= What is expected =
Reproduce the following material exactly, including every line.

════════════════════

PR #707, opened 2018-08-03
Fixed #642: double-click to bind

### LINKED ISSUE #642: New binding: double-clicking on the project in the list does nothing
This is a regression. Previously, double-clicking on the project would bind to that project.
Now, it is only possible to bind by using the context menu for the item.

### Related information

* SonarLint for VS Version: v4.0 - for both SLVS2015 and SLVS2017

duncanp-sonar:
This ticket wasn't originally part of the sprint, but I've added it since it was an easy fix and the bug was annoying me (I was binding to a lot of projects as part of testing the other fixes).

### DIFF
--- a/src/Integration.UnitTests/WPF/ProjectViewModelToBindingArgsConverterTests.cs
+++ b/src/Integration.UnitTests/WPF/ProjectViewModelToBindingArgsConverterTests.cs
@@ -1,0 +1,74 @@
+﻿/*
+ * SonarLint for Visual Studio
+ * Copyright (C) 2016-2018 SonarSource SA
+ * mailto:info AT sonarsource DOT com
+ *
+ * This program is free software; you can redistribute it and/or
+ * modify it under the terms of the GNU Lesser General Public
+ * License as published by the Free Software Foundation; either
+ * version 3 of the License, or (at your option) any later version.
+ *
+ * This program is distributed in the hope that it will be useful,
+ * but WITHOUT ANY WARRANTY; without even the implied warranty of
+ * MERCHANTABILITY or FITNESS FOR A PARTICULAR PURPOSE.  See the GNU
+ * Lesser General Public License for more details.
+ *
+ * You should have received a copy of the GNU Lesser General Public License
+ * along with this program; if not, write to the Free Software Foundation,
+ * Inc., 51 Franklin Street, Fifth Floor, Boston, MA  02110-1301, USA.
+ */
+
+using System;
+using System.Globalization;
+using System.Security;
+using FluentAssertions;
+using Microsoft.VisualStudio.TestTools.UnitTesting;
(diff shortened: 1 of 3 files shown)


src/Integration/TeamExplorer/ConnectSectionView.xaml
```diff
@@ -138,7 +139,7 @@
                             <Grid.InputBindings>
                                 <MouseBinding Command="{Binding Path=DataContext.BindCommand,
                                                                 RelativeSource={RelativeSource AncestorType=UserControl}}"
-                                              CommandParameter="{Binding .}"
+                                              CommandParameter="{Binding ., Converter={StaticResource ProjectViewModelToBindingArgsConverter}}"
```
duncanp-sonar: Some time ago I refactored the binding command to use strongly-typed arguments to make the binding code easier to understand. However, I failed to update this command binding.

The command now expects a parameter of type _BindCommandArgs_, but here the command is bound to a _ProjectViewModel_. Fortunately, the project view model contains all of the information needed to create a _BindCommandArgs_, so adding a simple converter is enough.

src/Integration.UnitTests/WPF/ProjectViewModelToBindingArgsConverterTests.cs
```diff
@@ -0,0 +1,74 @@
...
+    public class ProjectViewModelToBindingArgsConverterTests
+    {
+        [TestMethod]
+        public void Convert_NotProjectViewModel_ReturnsNull()
+        {
+            // Arrange
+            var converter = new ProjectViewModelToBindingArgsConverter();
+
+            // Act && Assert
+            converter.Convert(null, typeof(object), null, CultureInfo.CurrentCulture).Should().BeNull();
```
Evangelink: You are not using the target type nor the culture so you could pass `null` for both.

src/Integration.UnitTests/WPF/ProjectViewModelToBindingArgsConverterTests.cs
```diff
@@ -0,0 +1,74 @@
...
+            var expectedPassword = new SecureString();
+            expectedPassword.AppendChar('x');
+            var serverViewModel = new ServerViewModel(new ConnectionInformation(expectedUri, "user1", expectedPassword));
+            var project = new SonarQubeProject("key1", "name1");
+            var projectViewModel = new ProjectViewModel(serverViewModel, project);
+
+            var converter = new ProjectViewModelToBindingArgsConverter();
+
+            // Act
+            var convertedObj = converter.Convert(projectViewModel, typeof(object), null, System.Globalization.CultureInfo.CurrentCulture);
```
Evangelink: Same here, no need for `typeof(object)` and `System.Globalization.CultureInfo.CurrentCulture`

════════════════════

= The completed task =
PR #707, opened 2018-08-03
Fixed #642: double-click to bind

### LINKED ISSUE #642: New binding: double-clicking on the project in the list does nothing
This is a regression. Previously, double-clicking on the project would bind to that project.
Now, it is only possible to bind by using the context menu for the item.

### Related information

* SonarLint for VS Version: v4.0 - for both SLVS2015 and SLVS2017

duncanp-sonar:
This ticket wasn't originally part of the sprint, but I've added it since it was an easy fix and the bug was annoying me (I was binding to a lot of projects as part of testing the other fixes).

### DIFF
--- a/src/Integration.UnitTests/WPF/ProjectViewModelToBindingArgsConverterTests.cs
+++ b/src/Integration.UnitTests/WPF/ProjectViewModelToBindingArgsConverterTests.cs
@@ -1,0 +1,74 @@
+﻿/*
+ * SonarLint for Visual Studio
+ * Copyright (C) 2016-2018 SonarSource SA
+ * mailto:info AT sonarsource DOT com
+ *
+ * This program is free software; you can redistribute it and/or
+ * modify it under the terms of the GNU Lesser General Public
+ * License as published by the Free Software Foundation; either
+ * version 3 of the License, or (at your option) any later version.
+ *
+ * This program is distributed in the hope that it will be useful,
+ * but WITHOUT ANY WARRANTY; without even the implied warranty of
+ * MERCHANTABILITY or FITNESS FOR A PARTICULAR PURPOSE.  See the GNU
+ * Lesser General Public License for more details.
+ *
+ * You should have received a copy of the GNU Lesser General Public License
+ * along with this program; if not, write to the Free Software Foundation,
+ * Inc., 51 Franklin Street, Fifth Floor, Boston, MA  02110-1301, USA.
+ */
+
+using System;
+using System.Globalization;
+using System.Security;
+using FluentAssertions;
+using Microsoft.VisualStudio.TestTools.UnitTesting;
(diff shortened: 1 of 3 files shown)


src/Integration/TeamExplorer/ConnectSectionView.xaml
```diff
@@ -138,7 +139,7 @@
                             <Grid.InputBindings>
                                 <MouseBinding Command="{Binding Path=DataContext.BindCommand,
                                                                 RelativeSource={RelativeSource AncestorType=UserControl}}"
-                                              CommandParameter="{Binding .}"
+                                              CommandParameter="{Binding ., Converter={StaticResource ProjectViewModelToBindingArgsConverter}}"
```
duncanp-sonar: Some time ago I refactored the binding command to use strongly-typed arguments to make the binding code easier to understand. However, I failed to update this command binding.

The command now expects a parameter of type _BindCommandArgs_, but here the command is bound to a _ProjectViewModel_. Fortunately, the project view model contains all of the information needed to create a _BindCommandArgs_, so adding a simple converter is enough.

src/Integration.UnitTests/WPF/ProjectViewModelToBindingArgsConverterTests.cs
```diff
@@ -0,0 +1,74 @@
...
+    public class ProjectViewModelToBindingArgsConverterTests
+    {
+        [TestMethod]
+        public void Convert_NotProjectViewModel_ReturnsNull()
+        {
+            // Arrange
+            var converter = new ProjectViewModelToBindingArgsConverter();
+
+            // Act && Assert
+            converter.Convert(null, typeof(object), null, CultureInfo.CurrentCulture).Should().BeNull();
```
Evangelink: You are not using the target type nor the culture so you could pass `null` for both.

src/Integration.UnitTests/WPF/ProjectViewModelToBindingArgsConverterTests.cs
```diff
@@ -0,0 +1,74 @@
...
+            var expectedPassword = new SecureString();
+            expectedPassword.AppendChar('x');
+            var serverViewModel = new ServerViewModel(new ConnectionInformation(expectedUri, "user1", expectedPassword));
+            var project = new SonarQubeProject("key1", "name1");
+            var projectViewModel = new ProjectViewModel(serverViewModel, project);
+
+            var converter = new ProjectViewModelToBindingArgsConverter();
+
+            // Act
+            var convertedObj = converter.Convert(projectViewModel, typeof(object), null, System.Globalization.CultureInfo.CurrentCulture);
```
Evangelink: Same here, no need for `typeof(object)` and `System.Globalization.CultureInfo.CurrentCulture`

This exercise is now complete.